Issue #191, opened 2022-01-10
Expand environmental variables in volume paths


xanarin:
A limitation of the solution that addressed #140 was that it did not support expanding environmental variables in volume parameters. This is important for use-cases where paths are different between each user's environment. For example, mapping in directories inside of a user's `/home` folder for user-specific configuration files. See [this comment](https://github.com/JonathonReinhart/scuba/issues/140#issuecomment-913812915) for more justification.

I would like Scuba to support a configuration like this:
```yaml
image: debian:buster
aliases:
    ex2:
        volumes:
            $HOME/.config/art: $HOME/.config/art
        script:
            - cat $HOME/.config/art/config.yml
```

xanarin:
This should have been closed when #192 was merged

PR #192, opened 2022-01-10
Expand env variables in volume paths in configuration file

xanarin:
For more context on this change, see #191.

### DIFF
--- a/docs/configuration.rst
+++ b/docs/configuration.rst
@@ -166,6 +166,19 @@ of volume options:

▸ ACTIVITY
Repeat all of the entries above exactly.

▸ RESULT OF THIS EXERCISE
Issue #191, opened 2022-01-10
Expand environmental variables in volume paths


xanarin:
A limitation of the solution that addressed #140 was that it did not support expanding environmental variables in volume parameters. This is important for use-cases where paths are different between each user's environment. For example, mapping in directories inside of a user's `/home` folder for user-specific configuration files. See [this comment](https://github.com/JonathonReinhart/scuba/issues/140#issuecomment-913812915) for more justification.

I would like Scuba to support a configuration like this:
```yaml
image: debian:buster
aliases:
    ex2:
        volumes:
            $HOME/.config/art: $HOME/.config/art
        script:
            - cat $HOME/.config/art/config.yml
```

xanarin:
This should have been closed when #192 was merged

PR #192, opened 2022-01-10
Expand env variables in volume paths in configuration file

xanarin:
For more context on this change, see #191.

### DIFF
--- a/docs/configuration.rst
+++ b/docs/configuration.rst
@@ -166,6 +166,19 @@ of volume options:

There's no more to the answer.